What the exercise asks: Below are records; please set down exactly the lines from the first through the one containing "call always raises.".

***** Exercise material *****

PR #53, opened 2026-05-05
fix(build): move release-tag version lookup to cloud build step 0

stwilt:
## Summary

Tagged release builds are currently broken on `main`. A test build of `v0.2.2` (slim-only, dry-run, build [`296cfe7d-…`](https://console.cloud.google.com/cloud-build/builds;region=us-west1/296cfe7d-5bf2-4c81-a97d-cb8f599c214a?project=934113377363)) fails at step 2 with:

```
Step #2: Version tag build: v0.2.2 (Dockerfile.slim)
Step #2: Traceback (most recent call last):
Step #2:   File "<string>", line 11, in <module>
Step #2: AttributeError: 'str' object has no attribute 'removesuffix'
```

`scripts/docker-build.sh`'s release-tag branch parses DockerHub JSON inline with `python3 -c '...'`, using `str.removesuffix` — which is Python 3.9+. The `python3` in `gcr.io/cloud-builders/docker` (Ubuntu 20.04) is 3.8, so the call always raises.

This is a regression introduced by `065bc4c`, which was an attempted fix for v0.2.1's `jq` failure on 2026-03-09. The original failure was real; the fix was never tested end-to-end (no release tag has been pushed between then and now), so the regression has been latent until now.

## Approach

Rather than upgrade python in the docker step (or rewrite the JSON walk in shell — both tried in earlier revisions of this branch), move the lookup to **cloud build step 0** which already runs `gcr.io/google.com/cloudsdktool/cloud-sdk` — Python 3.13.5. Step 0 writes one line per variant to `/workspace`; the docker steps just `cat` it.

Side benefit: docker steps no longer need any JSON tooling, period — not jq, not python, not curl-against-DockerHub.

## Changes

- **New `scripts/lookup_latest_version.py`** — stdlib-only (`urllib` + `json` + `argparse`). `--latest-tag <T> --suffix <S>` → prints highest semver-shaped tag pointing at the same digest as `<repo>:<T>`, or `0.0.0` on any failure. Repo hardcoded (only ever called for `plainsightai/openfilter-mcp`).
- **`cloudbuild.yaml` step 0** — invokes the script twice, once per variant, before the `SLIM_ONLY` early exit so slim-only builds also get the files.
- **`scripts/docker-build.sh`** — release-tag block reduced to one line: `CURRENT_VERSION=$(cat "/workspace/.latest_version${TAG_SUFFIX}" 2>/dev/null || echo "0.0.0")`. ~22 lines of inline `python3` deleted.

## Verification

| Build | Branch | Substs | Result |
| --- | --- | --- | --- |
| [`296cfe7d-…`](https://console.cloud.google.com/cloud-build/builds;region=us-west1/296cfe7d-5bf2-4c81-a97d-cb8f599c214a?project=934113377363) | `main` | slim, dry-run, v0.2.2 | **FAIL** — `removesuffix` AttributeError |
| [`e4250418-…`](https://console.cloud.google.com/cloud-build/builds;region=us-west1/e4250418-5657-4300-99d7-fab3a234c3b9?project=934113377363) | this branch | same | **SUCCESS** (~5 min) |

## Note on the branch name

`fix/cloudbuild-install-jq` no longer reflects the work — earlier revisions of this branch did install `jq`. Keeping the name to preserve PR continuity; squash-merge drops it from the commit log either way.

## Out of scope

- Real DockerHub push not exercised here (`_DRY_RUN=true`). The fix is in the version-comparison logic, which runs regardless of `DRY_RUN`; the push path was already working in dev-tag builds.
- `_DOCKERHUB_REPO` substitution still threaded into the docker steps even though no trigger overrides it. Unrelated cleanup; track separately if we care.

### DIFF
--- a/scripts/docker-build.sh
+++ b/scripts/docker-build.sh
@@ -103,28 +103,10 @@ else
     echo "Version tag build: ${TAG_NAME} (${DOCKERFILE})"
     NEW_VERSION=$(echo "${TAG_NAME}" | sed 's/^v//')
 
-    # Fetch current latest version from DockerHub (python3 instead of jq — not in cloud-builders/docker)
-    LATEST_DIGEST=$(curl -s "https://hub.docker.com/v2/repositories/${_DOCKERHUB_REPO}/tags/${LATEST_TAG}" | \
-      python3 -c 'import sys,json; d=json.load(sys.stdin); print(d.get("images",[{}])[0].get("digest",""))' 2>/dev/null)
-
-    CURRENT_VERSION=""
-    if [[ -n "${LATEST_DIGEST}" ]]; then
-      CURRENT_VERSION=$(curl -s "https://hub.docker.com/v2/repositories/${_DOCKERHUB_REPO}/tags?page_size=100" | \
-        python3 -c '
-import sys, json, re
-data = json.load(sys.stdin)
-digest = "'"${LATEST_DIGEST}"'"
-suffix = "'"${TAG_SUFFIX}"'"
-pat = re.compile(r"^v?[0-9]+\.[0-9]+\.[0-9]+" + re.escape(suffix) + r"$")
-for tag in data.get("results", []):
-    if any(img.get("digest") == digest for img in tag.get("images", [])):
-        name = tag["name"]
-        if pat.match(name):
-            print(re.sub(r"^v", "", name.removesuffix(suffix)))
-            break
-' | head -1)
-    fi
-    CURRENT_VERSION="${CURRENT_VERSION:-0.0.0}"
+    # The DockerHub :latest{,-slim} version is computed in cloud build step 0
+    # (see scripts/lookup_latest_version.py) and dropped at /workspace as a flat
+    # file. Falls back to 0.0.0 for local runs that bypass step 0.
+    CURRENT_VERSION=$(cat "/workspace/.latest_version${TAG_SUFFIX}" 2>/dev/null || echo "0.0.0")
     echo "Current latest: ${CURRENT_VERSION}, New: ${NEW_VERSION}"
 
     # Semver compare: true if $1 >= $2
--- a/cloudbuild.yaml
+++ b/cloudbuild.yaml
@@ -36,6 +36,11 @@ steps:
         # Auto-detect slim-only from tag name (e.g. v1.0.0-slim-dev)
         SLIM_ONLY="${_SLIM_ONLY}"
         if [[ "${TAG_NAME}" == *slim* ]]; then SLIM_ONLY=true; fi
+        # Compute the DockerHub :latest{,-slim} version up here in cloud-sdk
+        # (which has python3) so the docker steps don't need any JSON tooling.
+        # Runs before the SLIM_ONLY exit so slim-only builds also get the file.
+        python3 scripts/lookup_latest_version.py --latest-tag latest --suffix= > /workspace/.latest_version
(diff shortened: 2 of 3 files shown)


lucasmundim (commented):
Two optional cleanups on the new `jq` block — both currently no-ops in practice, neither blocking. Flagging in case you want to address now or as a follow-up.

scripts/docker-build.sh
```diff
@@ -103,26 +103,27 @@ else
...
-            print(re.sub(r"^v", "", name.removesuffix(suffix)))
-            break
-' | head -1)
+        jq -r --arg digest "${LATEST_DIGEST}" --arg suffix "${TAG_SUFFIX}" '
+          .results[]
+          | select(any(.images[]?; .digest == $digest))
+          | .name
+          | select(test("^v?[0-9]+\\.[0-9]+\\.[0-9]+" + ($suffix | gsub("[.+*?^$()|\\[\\]\\\\]"; "\\\\\\0")) + "$"))
+          | sub("^v"; "")
+          | sub($suffix + "$"; "")
```
lucasmundim: Two latent issues in this `jq` filter — both no-op for current `TAG_SUFFIX` values (`""` / `"-slim"`), but worth tightening:

1. **The `gsub` replacement `"\\\\\\0"` probably doesn't do what's intended.** jq's `sub`/`gsub` documents *named* capture interpolation (`\(.name)`); a `\0` "whole-match" backreference isn't a documented feature. Quick local check: `echo '"a.b"' | jq 'gsub("[.]"; "\\\\\\0")'`. With current suffixes the character class never matches, so this is harmless today, but anyone adding a suffix containing a regex metachar would silently get a broken regex.
2. **Line 125 uses `$suffix` unescaped as a regex** (`sub($suffix + "$"; "")`), inconsistent with the careful escaping above.

One way to sidestep both questions is plain string ops:

```jq
| .name
| sub("^v"; "")
| select(endswith($suffix))
| .[: length - ($suffix | length)]
| select(test("^[0-9]+\\.[0-9]+\\.[0-9]+$"))
```

Optional — current code is correct for the values we actually pass.

scripts/docker-build.sh
```diff
@@ -103,26 +103,27 @@ else
     echo "Version tag build: ${TAG_NAME} (${DOCKERFILE})"
     NEW_VERSION=$(echo "${TAG_NAME}" | sed 's/^v//')
 
-    # Fetch current latest version from DockerHub (python3 instead of jq — not in cloud-builders/docker)
+    # gcr.io/cloud-builders/docker ships neither jq nor python3, so install jq on
+    # demand (only release-tag builds need it). ~500 KB, ~2 s on the apt mirror.
+    if ! command -v jq >/dev/null 2>&1; then
+      apt-get update -qq && DEBIAN_FRONTEND=noninteractive apt-get install -y -qq jq >/dev/null
```
lucasmundim: Redirecting stderr to `/dev/null` here means an apt mirror flake surfaces later as `jq: command not found` rather than a clear "couldn't install jq" message. `set -e` will still fail the build, just with a less obvious message. Optional: drop `>/dev/null` on the install (keep `-qq`), or add an explicit check after the `if`:

```bash
command -v jq >/dev/null || { echo "jq install failed"; exit 1; }
```

lucasmundim (approved):
LGTM — focused fix, well-reasoned trade-off (jq over python3), and the comment update is accurate. Optional cleanups noted in the prior review are non-blocking.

*****

Your response:
PR #53, opened 2026-05-05
fix(build): move release-tag version lookup to cloud build step 0

stwilt:
## Summary

Tagged release builds are currently broken on `main`. A test build of `v0.2.2` (slim-only, dry-run, build [`296cfe7d-…`](https://console.cloud.google.com/cloud-build/builds;region=us-west1/296cfe7d-5bf2-4c81-a97d-cb8f599c214a?project=934113377363)) fails at step 2 with:

```
Step #2: Version tag build: v0.2.2 (Dockerfile.slim)
Step #2: Traceback (most recent call last):
Step #2:   File "<string>", line 11, in <module>
Step #2: AttributeError: 'str' object has no attribute 'removesuffix'
```

`scripts/docker-build.sh`'s release-tag branch parses DockerHub JSON inline with `python3 -c '...'`, using `str.removesuffix` — which is Python 3.9+. The `python3` in `gcr.io/cloud-builders/docker` (Ubuntu 20.04) is 3.8, so the call always raises.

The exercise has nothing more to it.